Stored data entries

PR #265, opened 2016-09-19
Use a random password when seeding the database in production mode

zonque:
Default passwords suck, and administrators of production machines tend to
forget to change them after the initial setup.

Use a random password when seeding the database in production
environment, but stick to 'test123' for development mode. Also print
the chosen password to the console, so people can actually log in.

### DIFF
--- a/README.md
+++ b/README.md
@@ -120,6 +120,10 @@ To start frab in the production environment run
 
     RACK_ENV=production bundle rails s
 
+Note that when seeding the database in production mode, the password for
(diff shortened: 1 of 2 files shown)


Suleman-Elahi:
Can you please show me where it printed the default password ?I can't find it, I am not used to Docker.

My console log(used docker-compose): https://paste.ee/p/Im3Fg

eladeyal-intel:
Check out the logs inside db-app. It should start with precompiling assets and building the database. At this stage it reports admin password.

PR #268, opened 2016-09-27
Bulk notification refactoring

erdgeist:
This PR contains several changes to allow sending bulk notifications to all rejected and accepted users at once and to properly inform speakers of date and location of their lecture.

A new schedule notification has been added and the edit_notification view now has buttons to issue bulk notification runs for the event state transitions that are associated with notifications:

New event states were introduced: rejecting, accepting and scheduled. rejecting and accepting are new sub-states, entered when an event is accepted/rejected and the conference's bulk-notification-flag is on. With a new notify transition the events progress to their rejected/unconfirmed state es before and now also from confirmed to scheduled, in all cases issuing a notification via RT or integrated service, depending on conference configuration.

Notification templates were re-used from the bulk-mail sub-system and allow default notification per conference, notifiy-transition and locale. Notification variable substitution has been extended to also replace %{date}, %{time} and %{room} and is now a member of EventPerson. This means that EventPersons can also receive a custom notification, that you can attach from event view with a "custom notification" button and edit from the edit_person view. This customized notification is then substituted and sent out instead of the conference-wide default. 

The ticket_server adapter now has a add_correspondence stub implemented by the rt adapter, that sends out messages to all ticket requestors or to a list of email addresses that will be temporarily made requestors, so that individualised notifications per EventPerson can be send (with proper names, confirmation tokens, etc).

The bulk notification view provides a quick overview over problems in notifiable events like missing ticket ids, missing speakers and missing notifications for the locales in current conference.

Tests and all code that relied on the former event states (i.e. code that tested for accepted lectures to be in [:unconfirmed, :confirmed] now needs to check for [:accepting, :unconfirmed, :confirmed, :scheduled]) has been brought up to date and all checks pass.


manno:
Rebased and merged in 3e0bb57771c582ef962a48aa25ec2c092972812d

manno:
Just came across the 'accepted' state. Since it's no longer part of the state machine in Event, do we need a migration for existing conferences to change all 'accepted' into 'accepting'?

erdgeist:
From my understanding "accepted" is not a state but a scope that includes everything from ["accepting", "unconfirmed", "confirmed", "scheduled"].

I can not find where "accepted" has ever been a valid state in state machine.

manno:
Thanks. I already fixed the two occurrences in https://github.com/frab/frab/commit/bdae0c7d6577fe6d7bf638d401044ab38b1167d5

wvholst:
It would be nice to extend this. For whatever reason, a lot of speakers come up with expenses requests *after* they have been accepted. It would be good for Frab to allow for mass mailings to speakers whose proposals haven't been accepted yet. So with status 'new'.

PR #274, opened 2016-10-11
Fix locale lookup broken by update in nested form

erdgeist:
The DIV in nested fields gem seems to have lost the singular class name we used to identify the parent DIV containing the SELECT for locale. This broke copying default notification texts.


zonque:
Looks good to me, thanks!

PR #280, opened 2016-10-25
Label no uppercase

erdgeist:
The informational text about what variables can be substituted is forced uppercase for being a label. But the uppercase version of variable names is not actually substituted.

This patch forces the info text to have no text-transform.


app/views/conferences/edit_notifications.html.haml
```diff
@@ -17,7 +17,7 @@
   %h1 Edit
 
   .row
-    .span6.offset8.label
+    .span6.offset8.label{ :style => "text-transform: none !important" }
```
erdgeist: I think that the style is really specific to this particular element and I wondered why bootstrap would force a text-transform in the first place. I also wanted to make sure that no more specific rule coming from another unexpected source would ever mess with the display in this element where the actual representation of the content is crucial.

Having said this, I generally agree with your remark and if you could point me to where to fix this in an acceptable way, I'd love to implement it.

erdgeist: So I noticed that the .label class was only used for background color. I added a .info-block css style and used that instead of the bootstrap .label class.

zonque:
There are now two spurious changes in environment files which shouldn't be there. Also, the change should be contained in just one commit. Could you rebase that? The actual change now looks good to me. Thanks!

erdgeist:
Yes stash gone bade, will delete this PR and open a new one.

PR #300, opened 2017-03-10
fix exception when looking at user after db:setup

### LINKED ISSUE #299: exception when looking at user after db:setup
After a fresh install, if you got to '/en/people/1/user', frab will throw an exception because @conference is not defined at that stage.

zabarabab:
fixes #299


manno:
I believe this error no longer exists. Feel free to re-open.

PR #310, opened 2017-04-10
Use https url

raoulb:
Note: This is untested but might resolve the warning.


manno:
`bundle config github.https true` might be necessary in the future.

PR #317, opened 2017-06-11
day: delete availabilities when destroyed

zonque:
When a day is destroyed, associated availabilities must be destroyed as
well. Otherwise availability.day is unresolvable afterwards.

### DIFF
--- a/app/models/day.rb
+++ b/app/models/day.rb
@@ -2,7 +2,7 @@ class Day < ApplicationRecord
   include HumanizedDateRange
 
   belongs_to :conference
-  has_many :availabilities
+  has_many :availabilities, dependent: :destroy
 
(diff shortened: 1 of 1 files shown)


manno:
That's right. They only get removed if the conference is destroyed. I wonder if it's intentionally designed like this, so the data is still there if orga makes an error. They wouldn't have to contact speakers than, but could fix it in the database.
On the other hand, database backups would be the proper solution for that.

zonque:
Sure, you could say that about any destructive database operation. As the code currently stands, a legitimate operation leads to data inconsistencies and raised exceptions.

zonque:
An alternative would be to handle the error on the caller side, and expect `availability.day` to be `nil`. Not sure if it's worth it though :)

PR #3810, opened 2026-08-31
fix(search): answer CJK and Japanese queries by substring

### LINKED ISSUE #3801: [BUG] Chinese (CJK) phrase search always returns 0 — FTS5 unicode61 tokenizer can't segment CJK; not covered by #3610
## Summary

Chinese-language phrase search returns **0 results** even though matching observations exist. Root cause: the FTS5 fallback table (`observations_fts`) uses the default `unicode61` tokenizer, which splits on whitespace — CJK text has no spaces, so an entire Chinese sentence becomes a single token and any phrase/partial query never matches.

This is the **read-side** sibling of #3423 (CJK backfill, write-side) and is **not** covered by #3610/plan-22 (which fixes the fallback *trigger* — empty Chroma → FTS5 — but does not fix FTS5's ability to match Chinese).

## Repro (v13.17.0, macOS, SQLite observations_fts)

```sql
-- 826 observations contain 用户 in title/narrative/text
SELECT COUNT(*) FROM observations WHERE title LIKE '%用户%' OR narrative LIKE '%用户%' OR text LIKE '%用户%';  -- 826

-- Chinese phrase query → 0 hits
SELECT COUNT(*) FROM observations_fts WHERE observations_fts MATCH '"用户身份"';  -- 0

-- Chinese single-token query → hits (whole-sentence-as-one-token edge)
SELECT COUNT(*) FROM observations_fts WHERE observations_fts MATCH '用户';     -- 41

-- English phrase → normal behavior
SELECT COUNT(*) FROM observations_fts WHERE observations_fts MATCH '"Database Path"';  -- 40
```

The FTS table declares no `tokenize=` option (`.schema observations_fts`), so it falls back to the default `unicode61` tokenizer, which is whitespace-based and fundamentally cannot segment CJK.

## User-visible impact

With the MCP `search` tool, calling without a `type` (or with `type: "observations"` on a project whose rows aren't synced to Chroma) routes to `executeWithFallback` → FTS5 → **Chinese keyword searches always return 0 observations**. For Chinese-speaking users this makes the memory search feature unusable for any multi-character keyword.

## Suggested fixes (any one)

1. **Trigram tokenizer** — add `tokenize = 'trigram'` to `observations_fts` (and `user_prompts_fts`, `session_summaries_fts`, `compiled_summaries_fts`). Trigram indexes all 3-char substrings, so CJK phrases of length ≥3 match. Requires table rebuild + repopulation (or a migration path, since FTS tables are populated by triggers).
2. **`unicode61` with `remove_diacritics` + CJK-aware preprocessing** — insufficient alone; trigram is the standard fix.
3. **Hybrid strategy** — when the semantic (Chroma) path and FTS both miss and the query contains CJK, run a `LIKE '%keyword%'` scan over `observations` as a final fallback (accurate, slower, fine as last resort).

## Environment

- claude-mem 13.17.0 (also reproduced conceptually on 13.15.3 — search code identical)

» PROBLEM STATEMENT
All that belongs in the answer is the run of lines above from the line containing "Can you please" through the line containing "A new schedule", exactly as written.

» RESPONSE AREA
Can you please show me where it printed the default password ?I can't find it, I am not used to Docker.

My console log(used docker-compose): https://paste.ee/p/Im3Fg

eladeyal-intel:
Check out the logs inside db-app. It should start with precompiling assets and building the database. At this stage it reports admin password.

PR #268, opened 2016-09-27
Bulk notification refactoring

erdgeist:
This PR contains several changes to allow sending bulk notifications to all rejected and accepted users at once and to properly inform speakers of date and location of their lecture.

A new schedule notification has been added and the edit_notification view now has buttons to issue bulk notification runs for the event state transitions that are associated with notifications:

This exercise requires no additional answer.